The gymnasium boasts high-end equipment that is catered to a woman’s body in motion range and weight distribution. The dumb bells in the main weight-lifting area range from 2.5 to 12.5 pounds, while the maximum weight on the weight-lifting machine is 390 pounds on the leg press and 230 pounds on arm exercises.
The increase of selectorized equipment and free weights shows Adams push for a more weight-lifting friendly gym.
There is ample evidence that lifting weights has numerous health benefits, many of which apply to women more than men, which contradict the stereotypical idea that lifting weights is only for men.
The journal article, “Gender in the Gym: Evaluation Concerns as Barriers to Women’s Weight Lifting” published in July in Sex Roles: A Journal of Research, lists a series of benefits of weight lifting for women.
Benefits include “overall fitness and increased metabolism,” also to “help cushion the body from the effects of illness and slow the normal process of aging.”
Cardio, si, Weights, no
According to the article, weight lifting is important for women because it can prevent osteoporosis later in life. Additionally, there are psychological benefits such as eating-disorder prevention, improvement of mood, and alleviation of depression symptoms.
But, authors Jessica Salvatore and Jeanne Marecek concluded that women are more comfortable with cardio than lifting weights, even with the knowledge of these health benefits.
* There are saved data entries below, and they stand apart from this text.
PR #18, opened 2017-03-21
Embeding working with performance == 1 or 2

jeammimi:


maartenbreddels:
Nice that it's working, could you make sure that the previous value is set by putting it in a try/finally block:
```python
try:
  ....
finally:
  pass # this code will execute whatever happens
```

maartenbreddels:
👍

maartenbreddels:
merge, thanks again!

jeammimi:
You are wellcome! Now you can set performance == 1 by default :)

maartenbreddels:
I think that is true actually!
Also, the performance = 2 case will be supported for the next release of ipywidgets, https://github.com/ipython/ipywidgets/pull/1194 got merged. So then we can have sequences with non-constant length arrays. Not sure what we need to do with performance == 2, then, maybe just remove the performance stuff, and by default try to send it as binary.

PR #21, opened 2017-03-24
Added the possibility to store the data in an external file.

jeammimi:
This property is control by the attribute embed added to the Scatter class
if set to None, the data is stored in the html file
if set to "" the data is stored in a json file whose name is generated kind of randomly
if set to example.json if will be stored in example.json 
You can also control the behavior when applying embed_html
if inside is set to False, if will apply the rules previously describe.
if inside is set to True, in will put the data inside the html

### DIFF
--- a/ipyvolume/embed.py
+++ b/ipyvolume/embed.py
@@ -88,7 +88,7 @@ def add_referring_widgets(states, drop_defaults=False):
 
                                 #get_state(value, store, drop_defaults=drop_defaults)
     return found_new
-def embed_html(filename, widgets, drop_defaults=False, all=False, title="ipyvolume embed example", template=template, **kwargs):
+def embed_html(filename, widgets, drop_defaults=False, all=False, title="ipyvolume embed example", template=template, inside=False, **kwargs):
     try:
         widgets[0]
     except (IndexError, TypeError):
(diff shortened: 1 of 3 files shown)


maartenbreddels:
Hey, this is a nice idea. I wonder if we can take this a step higher. To store the whole application to a separate json file, and load that. This would possible be something that could go upstream in ipywidgets as well. 
Would that cover your use case as well? Say loading the whole widget state from an external file, or do you also need to load other files?

jeammimi:
We can store all the widget attributes, in a separate files (the one defined at tre traitlets level).
So there is not much left after that. But I don't know enough of the internal of ipywidgets to say more.

jeammimi:
What annoyed me a little with my implementation is that I could not find a way to load data from a model, and I had to use a collection. So to minimize the change on your code, this collection is an attribute of the scatterview.

maartenbreddels:
See for instance in the Notebook `Widgets->Download widget state`, that is exactly the same as the json that is put in the html. If we put this json code in an external file, and then load this (with a progress bar), and call the ipywidget library to then look at this json data and build the widgets.

@SylvainCorlay: I wouldn't be surprised if someone already did this, do you know?

jeammimi:
I see.
In my mind, I was more thinking about drawing something nice inside the scatter while loading the data :)

maartenbreddels:
Yeah, I think both cases would be interesting. For instance (thinking ahead), I'd like to see some kind of 'datastore' object on the JS side, so that multiple libraries, like bqplot, ipyvolume could tap into that data. In that case you could think of loading external data. But that is (I think) quite far into the future, so I'm not sure what is wise to do in the meantime.
The idea of loading widgets from an external json file is I think not difficult to implement, quite general, but the loading of external data may require some more thinking.

SylvainCorlay:
A widget "file format" which stores both the manager state (current json downloadable in the menu bar) and which top-level widget(s) should be displayed at a top level.

Then we can make a loader for that file format in jupyterlab.

maartenbreddels:
@SylvainCorlay what about an intermediate solution. If we add to the state schema a 'url' property. The manager could then, if this 'url' property is present, load the json using ajax, and have some kind spinner showing while loading.

SylvainCorlay:
Sounds like a good idea too.

maartenbreddels:
@jeammimi would this work for you? I cannot work on if for ~2 weeks, I could help out if you want to give it a go. But it requires work setting up a dev version of ipywidgets.

jeammimi:
Hi. I will not be able to work on it this week, but I will see next week, if it is not too hard to implement.
I am a beginner with javascript and sometimes it takes me ages to do simple stuff...

PR #32, opened 2017-07-10
Update gitignore, add top-level jupyter-widgets class

SylvainCorlay:


js/src/figure.js
```diff
@@ -60,6 +60,7 @@ var FigureView = widgets.DOMWidgetView.extend( {
         var width = this.model.get("width");
         var height = this.model.get("height");
         this.renderer = new THREE.WebGLRenderer({antialias: true});
+        this.el.classList.add("jupyter-widgets");
```
maartenbreddels: You've mentioned this before, what does this bring me?

SylvainCorlay: There is some top-level styling associated to it in core widgets. (margin etc) that will help it be aligned when used in layouts with VBox and HBox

Emma Fraser, 18, is particularly aware of the health benefits of weight lifting. Her mother was recently diagnosed with pre-osteoporosis. She was told that lifting weights would help prevent this disease.
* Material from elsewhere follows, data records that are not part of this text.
PR #40, opened 2017-08-01
Addition of Field-of-View Hook and switched to CombinedCamera

chrisjsewell:
Hows this for a first stab?
- I've added a `camera_fov` trait and also some math so that, when changing fov, you maintain the same zoom level.
- I've switched out the Perspective Camera for the Combined Camera, to check that it still works the same in perspective mode. But haven't yet added any traits/logic for switching to/from orthographic mode

### DIFF
--- a/js/src/figure.js
+++ b/js/src/figure.js
@@ -17,6 +17,7 @@ require("./three/TrackballControls.js")
 require("./three/DeviceOrientationControls.js")
 require("./three/StereoEffect.js")
 require("./three/THREEx.FullScreen.js")
+require("./three/CombinedCamera.js")
 ndarray = require('ndarray')
 
 function is_ndarray(obj) {
@@ -70,16 +71,23 @@ var FigureView = widgets.DOMWidgetView.extend( {
         this.el_axes = document.createElement("div")
         this.el_mirror.appendChild(this.el_axes);
 
-        const VIEW_ANGLE = 45;
-        const aspect = width / height;
+        //const VIEW_ANGLE = this.model.get("camera_fov");
+        //const aspect = width / height;
         const NEAR = 0.01;
         const FAR = 10000;
-        this.camera = new THREE.PerspectiveCamera(
-            VIEW_ANGLE,
-            aspect,
+        const orthoNEAR = -500;
+        const orthoFAR = 1000;        
+        this.camera = new THREE.CombinedCamera(
+            window.innerWidth/2,
+            window.innerHeight/2,
+            this.model.get("camera_fov"),
+            //aspect,
             NEAR,
-            FAR
+            FAR,
+            orthoNEAR,
+            orthoFAR
         );
+        //this.camera.toOrthographic()
         this.camera_stereo = new THREE.StereoCamera()
         this.renderer.setSize(width, height);
 
@@ -142,7 +150,8 @@ var FigureView = widgets.DOMWidgetView.extend( {
         this.wire_box.add(make_line(-0.5, -0.5+1, -0.5, -0.5, -0.5+1, -0.5+1, this.axes_material))
         this.wire_box.add(make_line(-0.5+1, -0.5+1, -0.5, -0.5+1, -0.5+1, -0.5+1, this.axes_material))
 
-        this.camera.position.z = 2
+        // set a good intial z for any fov angle
+        this.camera.position.z = 2 * this.getTanDeg(45/2) / this.getTanDeg(this.model.get("camera_fov")/2)
 
 
         // d3 data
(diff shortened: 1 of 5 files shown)


js/src/scatter.js
```diff
@@ -20,6 +20,7 @@ var ScatterView = widgets.WidgetView.extend( {
 
         this.geo_diamond = new THREE.SphereGeometry(1, 2, 2)
         this.geo_sphere = new THREE.SphereGeometry(1, 12, 12)
+        this.geo_sphere_hres = new THREE.SphereGeometry(1, 48, 48)
```
maartenbreddels: Can you remove this, to keep this PR cleaner?

js/src/scatter.js
```diff
@@ -53,6 +54,7 @@ var ScatterView = widgets.WidgetView.extend( {
             box: this.geo_box,
             arrow: this.geo_arrow,
             sphere: this.geo_sphere,
+            sphere_hres:this.geo_sphere_hres,
```
maartenbreddels: And this as well.

js/src/figure.js
```diff
@@ -142,7 +150,8 @@ var FigureView = widgets.DOMWidgetView.extend( {
         this.wire_box.add(make_line(-0.5, -0.5+1, -0.5, -0.5, -0.5+1, -0.5+1, this.axes_material))
         this.wire_box.add(make_line(-0.5+1, -0.5+1, -0.5, -0.5+1, -0.5+1, -0.5+1, this.axes_material))
 
-        this.camera.position.z = 2
+        // set a good intial z for any fov angle
+        this.camera.position.z = 2 * this.getTanDeg(45/2) / this.getTanDeg(this.model.get("camera_fov")/2)
```
maartenbreddels: What's the idea behind this? Can you link to sth or provide a hint?

maartenbreddels:
Btw, what about the camera license, I guess it's the same as three, since it is in the threejs repo: https://github.com/mrdoob/three.js/blob/master/examples/js/cameras/CombinedCamera.js

Also, we could make pythreejs a hard dependency, so we expose the cameras object as pythreejs objects instead. What do you think about that? That would mean that you always need to install pythreejs, which would be an extra possible point of failure, which I don't like.

js/src/figure.js
chrisjsewell: Just some 'back of an envelope' trigonometry: 

fullsizerender

Since the camera is intialized at (0,0,z) (i.e. a=z) and we know that theta=45 and z=2 provides a good initial view (as is currently hard coded), hence this line.

Make sense?

chrisjsewell:
I copied it directly from there, so I assume its covered by the three.js license, since there is no sub licences in any of the directory path.

For the pythreejs integration, I think its a good long term goal. But, I guess, hold off on that until it is closer to a version 1.0

js/src/figure.js
maartenbreddels: perfect, maybe put a link to this PR.

maartenbreddels:
Yup, I agree. If you remove the high res spheres, happy to merge.

chrisjsewell:
cheers

js/src/figure.js
vidartf: Maybe put back in `const VIEW_ANGLE = 45;` and use that to avoid magic numbers?

maartenbreddels:
Thanks for you first contribution! 👍 
I'm not sure about the sphere_highres, another option would be to include support for pythreejs, but again, that would depend on pythreejs, and I see no other reason to include high res versions of other glyphs, so why not. Using normals would also make them look more smooth btw.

Yet Fraser’s usual gym routine consists of running on the treadmill for a half an hour, going on the elliptical for an hour, and biking for another half an hour.
“I’m really bad at weights. I try it sometimes, but I don’t have the discipline,” she admitted, “I know [lifting weights] helps your bones. I know I should do it, I just don’t like it.”
“I feel like I’m actually accomplishing something with cardio. I like the immediate satisfaction I get with cardio.”
Eesha Sheikh, 19, shares similar feelings. With remnants of heavy red lipstick still on her lips and a hairdo still in place, she comes to the gym for 30 minutes, goes on the elliptical at an easy pace, and then leaves.
When asked about lifting weights she responded, “if a friend is with me we do it together. Cardio is for stress relief.”
When Sheikh does lift, it’s only 3 of 4 pounds on her arms.
Many students at Bryn Mawr refrain from lift weights not because they fear bulking up, which is one of the hypotheses of “Gender in the Gym,” but because lifting weights is more time consuming and tedious. There isn’t a television attached or a digital counter of how many calories burned.
“People feel a more immediate sense of gratification when they do cardio,” said Alexandra Fryer, 18, who does cardio for an hour before 20 minutes of ab exercises. Fryer stopped lifting weights after crew season ended.
Whether for stress relief or for the knowledge of the number of calories burned per hour, the students of Bryn Mawr College would rather wait in line for a bike then spend a few minutes on the selectorized equipment.
So as 5 p.m. rolls around, the ellipticals are swinging, the treadmills are winding, and the new weight-lifting equipment in the Bern Schwartz Gymnasium remains unused.